When recently asked if he’d ever coached a rookie who didn’t play or act like a rookie, Shanahan playfully took it a step further.

“Bosa,” Shanahan said without hesitation. “Bosa has been a pro since he was three years old.”

After turning the Niners’ defense into one of the best in the league as a rookie, Bosa suffered a cruciate ligament tear in his left knee in Week 2 of 2020. In 2021, Bosa rebounded with the best season of his young career, amassing 15.5 sacks en route to his second Pro Bowl.

Three years into his NFL career, Bosa is not satisfied with what he has achieved. Losing to the Kansas City Chiefs in Super Bowl LIV doesn’t hurt as much as it used to, but Bosa says it made him realize he hates losing more than winning. To a lesser extent, Bosa was at least slightly upset that he didn’t even get an NFL Comeback Player of the Year pick last season.

Think of it as extra motivation for Bosa, who was able to spend his offseason training with his Los Angeles Chargers edge-rusher brother Joey Bosa in Florida rather than recovering from a knee injury, and seems poised to start his game to take it to a new level.
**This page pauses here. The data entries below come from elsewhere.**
PR #768, opened 2018-06-19
Prevent building custom efi image

schaefi:
If the distribution provides a prebuilt efi image kiwi
should use it instead of building its own image.

### DIFF
--- a/kiwi/bootloader/config/grub2.py
+++ b/kiwi/bootloader/config/grub2.py
@@ -417,11 +417,9 @@ class BootLoaderConfigGrub2(BootLoaderConfigBase):
             self._setup_EFI_path(lookup_path)
 
         if self.firmware.efi_mode() == 'efi':
-            log.info('--> Creating unsigned efi image')
-            self._create_efi_image(mbrid=mbrid, lookup_path=lookup_path)
+            self._setup_efi_image(mbrid=mbrid, lookup_path=lookup_path)
             self._copy_efi_modules_to_boot_directory(lookup_path)
         elif self.firmware.efi_mode() == 'uefi':
-            log.info('--> Setting up shim secure boot efi image')
             self._copy_efi_modules_to_boot_directory(lookup_path)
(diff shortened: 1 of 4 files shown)


kiwi/bootloader/config/grub2.py
```diff
@@ -610,6 +632,23 @@ def _create_efi_image(self, uuid=None, mbrid=None, lookup_path=None):
...
+            self._create_early_boot_script_for_uuid_search(
+                efi_boot_config, uuid
+            )
+        else:
+            self._create_early_boot_script_for_mbrid_search(
+                efi_boot_config, mbrid
+            )
+        with open(efi_boot_config, 'a') as config:
+            config.write(
+                'configfile ($root)/boot/{0}/grub.cfg{1}'.format(
```
agraf: If $prefix is set correctly, it should be enough to say "configfile grub.cfg". I can't shake off the feeling that calling "normal" is the better option though, but I'll have to double check with Raymund.

schaefi: ok, please clarify with Raymond and I'll give the shortest form a test :) Thanks

schaefi: just calling 'normal' worked for me, I'll update the pull request

agraf:
I had a quick chat with Raymund. The secure boot grub.cfg contains the following:

> set btrfs_relative_path="yes"
> search --fs-uuid --set=root 4f9ef382-6c1a-4d03-8aab-906e1dbbbc64
> set prefix=(${root})/boot/grub2
> source "${prefix}/grub.cfg"

He did say that "normal" should work just as well (and IMHO is cleaner). So let's leave it with normal.

Are you setting btrfs_relative_path?

schaefi:
> He did say that "normal" should work just as well (and IMHO is cleaner). So let's leave it with normal.

good

> Are you setting btrfs_relative_path?

yes

PR #769, opened 2018-06-29
avoid double quoting of disturl in label (...="'obs://...'").

adrianschroeter:
avoid always printed warning of missing disturl
make use of disturl variable

Fixes # .

*
*


Vogtinator:
Is `BUILD_DISTURL` guaranteed to not contain whitespace or any other unexpected sequences?

PR #773, opened 2018-07-04
Added system cleanup methods

schaefi:
Some files in the system gets created by services like
systemd or zypper and are meant to be created once on the
target system. However in the image they might be unwanted.
Thus this commit adds convenience methods to delete files
which gets automatically re-created by the services on
startup. Whether or not the methods are used is in the
responsibility of the author of the image descripion.
This Fixes bsc#1098535

### DIFF
--- a/kiwi/config/functions.sh
+++ b/kiwi/config/functions.sh
@@ -1158,6 +1158,33 @@ function baseSetRunlevel {
 }
 
 #======================================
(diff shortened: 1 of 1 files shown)


schaefi:
yes, not touching machine-id currently as deleting it could have unexpected side effects as the article already points out.

PR #774, opened 2018-07-06
Add '--add-container-label' flag

### LINKED ISSUE #770: Add a way to specify the disturl
Taking the disturl from the /.buildenv file is a horrible idea. Please add a sane way the build script can use to pass in the disturl.

davidcassany:
This commits adds a command line flag to add a label for container image
types. The flag can be used multiple times.

Fixes #770

### DIFF
--- a/kiwi/tasks/system_build.py
+++ b/kiwi/tasks/system_build.py
@@ -28,6 +28,7 @@ usage: kiwi system build -h | --help
            [--delete-package=<name>...]
            [--set-container-derived-from=<uri>]
            [--set-container-tag=<name>]
+           [--add-container-label=<label>...]
            [--signing-key=<key-file>...]
        kiwi system build help
 
@@ -71,6 +72,10 @@ options:
         overwrite the container tag in the container configuration.
         The setting is only effective if the container configuraiton
         provides an initial tag value
+    --add-container-label=<name=value>
+        add a container label in the container configuration metadata. It
+        overwrites the label with the provided key-value pair in case it was
+        already defined in the XML description
     --set-repo=<source,type,alias,priority,imageinclude,package_gpgcheck>
         overwrite the first XML listed repository source, type, alias,
         priority, the imageinclude flag and the package_gpgcheck flag
@@ -164,6 +169,14 @@ class SystemBuildTask(CliTask):
             self.xml_state.set_container_config_tag(
                 self.command_args['--set-container-tag']
             )
+
+        if self.command_args['--add-container-label']:
+            for add_label in self.command_args['--add-container-label']:
+                if '=' in add_label:
+                    label_value_pair = add_label.split('=', maxsplit=1)
+                    self.xml_state.add_container_config_label(
+                        label_value_pair[0], label_value_pair[1]
+                    )
 
         if self.command_args['--set-container-derived-from']:
             self.xml_state.set_derived_from_image_uri(
--- a/kiwi/tasks/system_build.py
+++ b/kiwi/tasks/system_build.py
@@ -172,10 +172,13 @@ class SystemBuildTask(CliTask):
 
         if self.command_args['--add-container-label']:
             for add_label in self.command_args['--add-container-label']:
-                if '=' in add_label:
-                    label_value_pair = add_label.split('=', maxsplit=1)
-                    self.xml_state.add_container_config_label(
-                        label_value_pair[0], label_value_pair[1]
+                try:
+                    (name, value) = add_label.split('=', 1)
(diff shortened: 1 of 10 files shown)


davidcassany:
@mlschroe, in order to keep backward compatibility the disturl from `/.buildenv` is only parsed if there isn't any label using the `org.openbuildservice`, up to now the disturl label was `org.openbuildservice.disturl`. Is is a recommended practice for Docker and OCI to use reverse domains for labeling, thus I'd expect that any label included by the build script of OBS has this `org.openbuildservice` prefix in it, thus it make sense?

mlschroe:
Yes, fine with me. But maybe you should test for `org.openbuildservice.disturl` instead of `org.openbuildservice`?

kiwi/tasks/system_build.py
```diff
@@ -165,6 +170,14 @@ def process(self):                                      # noqa: C901
                 self.command_args['--set-container-tag']
             )
 
+        if self.command_args['--add-container-label']:
+            for add_label in self.command_args['--add-container-label']:
+                if '=' in add_label:
+                    label_value_pair = add_label.split('=', maxsplit=1)
+                    self.xml_state.add_container_config_label(
+                        label_value_pair[0], label_value_pair[1]
+                    )
```
schaefi: I think this could be done more explicit. imho it's a must have that the format is ```labelname=value``` Thus I would write the code like this:

```python
try:
    (name, value) = add_label.split('=', maxsplit=1)
    self.xml_state.add_container_label(name, value)
except Exception:
    log.warning(
        'Container label {0} ignored. Invalid format: expected labelname=value'.format(add_label)
    )
```

or even raise an error if in this situation we don't want to continue with the defaults

kiwi/tasks/system_prepare.py
```diff
@@ -152,6 +157,14 @@ def process(self):                                      # noqa: C901
                 self.command_args['--set-container-tag']
             )
 
+        if self.command_args['--add-container-label']:
+            for add_label in self.command_args['--add-container-label']:
+                if '=' in add_label:
+                    label_value_pair = add_label.split('=', maxsplit=1)
+                    self.xml_state.add_container_config_label(
+                        label_value_pair[0], label_value_pair[1]
+                    )
```
schaefi: see above

kiwi/tasks/system_prepare.py
```diff
@@ -207,6 +220,7 @@ def process(self):                                      # noqa: C901
         # make sure manager instance is cleaned up now
         del manager
 
+        log.info('Preparing repos')
```
schaefi: imho should be more verbose, preparing what repos ?

kiwi/xml_state.py
```diff
@@ -923,7 +966,7 @@ def get_volumes(self):
 
         * name: name of the volume
         * size: size of the volume
-        * realpath: system path to lookup volume data. If no mountpoint
+        * realpath: system h to lookup volume data. If no mountpoint
```
schaefi: sounds like a mistake ?

kiwi/tasks/system_build.py
davidcassany: Agree, this code is just better. I did not throw an error because we don't for `--set-container-tag` and I would expect both to behave similar. I'd be open to throw an error here also, I do not have strong opinion regarding that, I just tried to be consistent a similar flag.

kiwi/tasks/system_prepare.py
davidcassany: :sweat:  Damn, should not be here, this from days ago while debugging an image...

kiwi/xml_state.py
davidcassany: Yes  mistake... shame on me. Should stop doing any PR just right before lunch.

davidcassany:
> py 2.7 split doesn't like the split keyword. Actually I think we don't need the maxsplit as I would assume key=value and no other '=' in this information ?

Well it turns that py 2.7 accepts it, but not named. Thus removing the keyword would work for both. I don't know, if we should consider a possible value that includes `=`, I would not discard this option.

schaefi:
> if we should consider a possible value that includes =, I would not discard this option

ok

kiwi/tasks/system_build.py
schaefi: I think it's fine if we log it but we should avoid a silent ignore

kiwi/xml_state.py
schaefi: nevermind that just tests if I take the review serious ;)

“It was completely different,” said Bosa. “Last year I didn’t really do any reps until a few weeks into the year. Just being able to get out there and get my body used to playing soccer has been the most enjoyable camp I’ve ever been to.”

If Bosa can stay healthy, it’s not outrageous to think he could earn the NFL Defensive Player of the Year award and a lucrative contract extension that makes him the league’s highest-paid defenseman. Because of that, the Niners are doing everything they can to protect him this preseason, giving him the occasional day off and making it clear he won’t play in any preseason games.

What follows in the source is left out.